Pues bien, los diplomáticos estadounidenses debían estar el jueves llevándose las manos a la cabeza mientras veían cómo una serie de países (Irán, Corea del Norte y Siria, seguidos por otros como Cuba, Venezuela e incluso Bolivia, India, Indonesia, Bielorrusia y Armenia), dinamitaban de nuevo el consenso, malgastando así una segunda oportunidad para aprobar un tratado que, aunque lejos de ser perfecto, suponía un avance innegable.
La buena noticia es que el texto del tratado, apoyado por más de 100 países, se debatirá de nuevo mañana en la Asamblea General de Naciones Unidas. La gran diferencia es que allí las decisiones se toman por votación y, por tanto, ningún país tiene la capacidad de bloquear el acuerdo. De ser aprobado, significaría el primer paso para poner freno al descontrol de las armas.

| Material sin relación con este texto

Issue #504, opened 2017-06-24
[#396] Entities: Implementation [$50 awarded]


gdude2002:
[![Bountysource bounty](https://api.bountysource.com/badge/issue?issue_id=46548049)](https://www.bountysource.com/issues/46548049-396-entities-implementation)

This issue is part of [this story](https://github.com/GlowstoneMC/Glowstone/issues/396), *Completing entities in Glowstone* (#396). To make the work easier and bounties fairer, we've split it into multiple issues.

Anyone can participate in the completion of this issue, which will be a major turning point in the development and the possible use-cases for Glowstone as a Minecraft server alternative.

---

**Before getting started!** If you are unfamiliar with Glowstone, please remember that Glowstone is a complete rewrite of the Minecraft vanilla server, aimed to be a better alternative to other software like Spigot. You are by no means allowed to push code to this repository based on Mojang's own platform (whether it be Forge, MCP, decompiled binaries, etc.) Doing so will cause in the rejection of your Pull Request. You are allowed to use other resources like the numerous wikis that exist on the Internet (Minecraft Wiki, wiki.vg, etc.) as well as trial-and-error.

---

Entities to be implemented
==================

Some entities are simply not implemented in Glowstone. Implementing an entity is a task split in multiple aspects, such as Metadata (networking), Storage (I/O), basic interactions, API implementation, etc.

These entities include:

* ~Armor Stand (need to be fixed, see #471)~ (done in #520)
* ~Boat (including steering and the networking behind it)~ (done in #529)
* ~Ender Crystal~ (done in #530)
* ~Experience Orb (and dropping them when killing entities, based on the loot tables that have been implemented in the past)~ (done in a7de3bda58b37dbee29e5e96d4e51e6da9f27017)
* ~Firework~ (done in #542)
* ~Leash (and leashing entities, preferably)~ (done in #538)
* ~Lightning~ (done in #546)
* ~Paintings~ (done in #535)
* Horses (mostly implemented, ~but the passenger system in completely broken and needs to be fixed~ (done in #524))

gdude2002:
As @Postremus has done almost all of this ticket himself and the $20 bounty on it was placed by him originally, I've decided to double it. 

Since it looks like you're gonna get the bounty when this ticket is closed, Postremus, grats and thanks for contributing!

aramperes:
Since all the tasks have been completed, the issue can be closed. The bounty will be awarded shortly to @Postremus.

[...]

PR #524, opened 2017-07-09
Support multiple passengers

### LINKED ISSUE #522: Multiple passengers need to be implemented
Currently, Glowstone only supports one passenger. Since 15w41a, multiple are possible through the `Passengers` tag in vanilla.  
This tag needs to be implemented correctly, and the api implementation has to be adjusted.

See:
http://minecraft.gamepedia.com/15w41a
http://wiki.vg/Protocol#Set_Passengers
https://beta.glowstone.net/jd/glowkit/org/bukkit/entity/Entity.html#getPassengers--
https://github.com/GlowstoneMC/Glowstone/blob/master/src/main/java/net/glowstone/entity/GlowEntity.java#L1113

Postremus:
This PR attempts to implement multiple passengers per vehicle.

Save and load Passengers. When an entity is a passenger, it will only be saved as child of its vehicle, and never alone.
Adjust api implementation to be (hopefully) in line with papers.
Also set the size for armorstands and horses.

closes #522
related to #504

### DIFF
--- a/src/main/java/net/glowstone/entity/GlowEntity.java
+++ b/src/main/java/net/glowstone/entity/GlowEntity.java
@@ -899,9 +899,6 @@ public abstract class GlowEntity implements Entity {
             setRawLocation(location.clone().add(velocity));
         }
 
-        // apply location changes to all passengers
-
-
         // apply friction and gravity
         if (location.getBlock().getType() == Material.WATER) {
             velocity.multiply(liquidDrag);
@@ -1177,11 +1174,11 @@ public abstract class GlowEntity implements Entity {
 
     @Override
     public boolean setPassenger(Entity bPassenger) {
-        Preconditions.checkArgument(bPassenger != this, "Entity cannot ride itself.");
+        Preconditions.checkArgument(!this.equals(bPassenger), "Entity cannot ride itself.");
 
         boolean result = false;
         for (Entity passenger : Lists.newArrayList(passengers)) {
-            if (passenger != bPassenger) {
+            if (!Objects.equals(passenger, bPassenger)) {
                 result = !removePassenger(passenger);
             }
         }
--- a/src/main/java/net/glowstone/entity/GlowEntity.java
+++ b/src/main/java/net/glowstone/entity/GlowEntity.java
@@ -999,6 +999,7 @@ public abstract class GlowEntity implements Entity {
         boundingBox = null;
         world.getEntityManager().unregister(this);
         server.getEntityIdManager().deallocate(this);
+        this.setPassenger(null);
     }
 
     ////////////////////////////////////////////////////////////////////////////
@@ -1122,7 +1123,7 @@ public abstract class GlowEntity implements Entity {
 
     @Override
     public boolean removePassenger(Entity passenger) {
-        Preconditions.checkArgument(passenger != this, "Entity cannot ride itself.");
+        Preconditions.checkArgument(!this.equals(passenger), "Entity cannot ride itself.");
 
         if (passenger == null || !passengers.contains(passenger)) return false; // nothing changed
 
@@ -1139,12 +1140,14 @@ public abstract class GlowEntity implements Entity {
         passengerChanged = true;
         glowPassenger.vehicle = null;
 
+        glowPassenger.teleport(getDismountLocation());
+
         return passengers.remove(passenger);
     }
 
     @Override
     public boolean addPassenger(Entity passenger) {
-        Preconditions.checkArgument(passenger != this, "Entity cannot ride itself.");
+        Preconditions.checkArgument(!this.equals(passenger), "Entity cannot ride itself.");
 
         if (passenger == null || passengers.contains(passenger)) return false; // nothing changed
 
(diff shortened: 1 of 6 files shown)


src/main/java/net/glowstone/entity/GlowEntity.java
```diff
@@ -1105,73 +1109,92 @@ public void setCustomNameVisible(boolean flag) {
...
     @Override
     public List<Entity> getPassengers() {
-        return Arrays.asList(new Entity[]{passenger}); // TODO: multiple passengers
+        return Collections.unmodifiableList(passengers);
     }
 
     @Override
     public boolean removePassenger(Entity passenger) {
-        return passenger.leaveVehicle();
+        Preconditions.checkArgument(passenger != this, "Entity cannot ride itself.");
```
aramperes: Replace `passenger != this` with `!Objects.equals(passenger, this)`

src/main/java/net/glowstone/entity/GlowEntity.java
```diff
@@ -1105,73 +1109,92 @@ public void setCustomNameVisible(boolean flag) {
...
+        glowPassenger.vehicle = null;
+
+        return passengers.remove(passenger);
     }
 
     @Override
     public boolean addPassenger(Entity passenger) {
-        return setPassenger(passenger); // TODO: multiple passengers
-    }
+        Preconditions.checkArgument(passenger != this, "Entity cannot ride itself.");
```
aramperes: See previous review comment (don't use `!=`/`==` for equality checks)

src/main/java/net/glowstone/entity/GlowEntity.java
```diff
@@ -1105,73 +1109,92 @@ public void setCustomNameVisible(boolean flag) {
...
-            if (!(bPassenger instanceof GlowEntity)) {
-                return false;
-            }
+        this.passengers.add(passenger);
+        glowPassenger.vehicle = this;
+        this.passengerChanged = true;
 
-            GlowEntity passenger = (GlowEntity) bPassenger;
+        Location onTopOfVehicle = this.location.clone().add(0, this.getHeight(), 0);
+        glowPassenger.teleport(onTopOfVehicle);
```
aramperes: I think you would also need to teleport the passenger after dismounting, no?

src/main/java/net/glowstone/io/entity/EntityStore.java
```diff
@@ -98,6 +102,37 @@ public void load(T entity, CompoundTag tag) {
             UUID uuid = UUID.fromString(tag.getString("UUID"));
             entity.setUniqueId(uuid);
         }
+
+        if (tag.isList("Passengers", TagType.COMPOUND)) {
+            for (CompoundTag entityTag : tag.getCompoundList("Passengers")) {
+                Entity passenger = loadPassenger(entity, entityTag);
+                if (passenger != null) {
+                    entity.addPassenger(passenger);
```
aramperes, line 110: Perhaps you should make another ("internal") method when setting the passengers from NBT -- you wouldn't want to fire these events when loading the world.

aramperes (changes requested):

src/main/java/net/glowstone/io/entity/EntityStore.java
Postremus: I have to agree with you, that you don't want to do this normally. Spigot however does throw them during world load..

aramperes: Ah okay, that's fine then.

src/main/java/net/glowstone/entity/GlowEntity.java
```diff
@@ -898,6 +899,9 @@ protected void pulsePhysics() {
             setRawLocation(location.clone().add(velocity));
         }
 
+        // apply location changes to all passengers
```
aramperes: Empty comment block? Or is there something missing here?

src/main/java/net/glowstone/io/entity/EntityStore.java
```diff
@@ -98,6 +102,37 @@ public void load(T entity, CompoundTag tag) {
...
+            // to the right coordinates.
+            NbtSerialization.locationToListTags(vehicle.getLocation(), compoundTag);
+        }
+
+        try {
+            // note that creating the entity is sufficient to add it to the world
+            return EntityStorage.loadEntity(vehicle.getWorld(), compoundTag);
+        } catch (Exception e) {
+            String id = compoundTag.isString("id") ? compoundTag.getString("id") : "<missing>";
+            GlowServer.logger.warning("Skipping Entity with id " + id);
```
aramperes: Log the exception here

aramperes (changes requested):

src/main/java/net/glowstone/entity/GlowEntity.java
```diff
@@ -134,7 +135,7 @@
     /**
      * Passenger
      */
-    private GlowEntity passenger;
+    private List<Entity> passengers = new ArrayList<>();
```
aramperes: This field can be final (and perhaps `protected` too)

aramperes (changes requested):

aramperes (approved):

Ahora bien, pase lo que pase en la Asamblea General, el haber llegado hasta aquí es histórico, de una trascendencia que probablemente aún no alcancemos a comprender. Y es que hemos conseguido algo que era impensable hace sólo unos años: acercar el drama de la violencia armada a la opinión pública. A partir de ahora, cuando los estados vendan armas, tendrán que justificar mucho más qué armas venden y a quién. Porque les estaremos vigilando.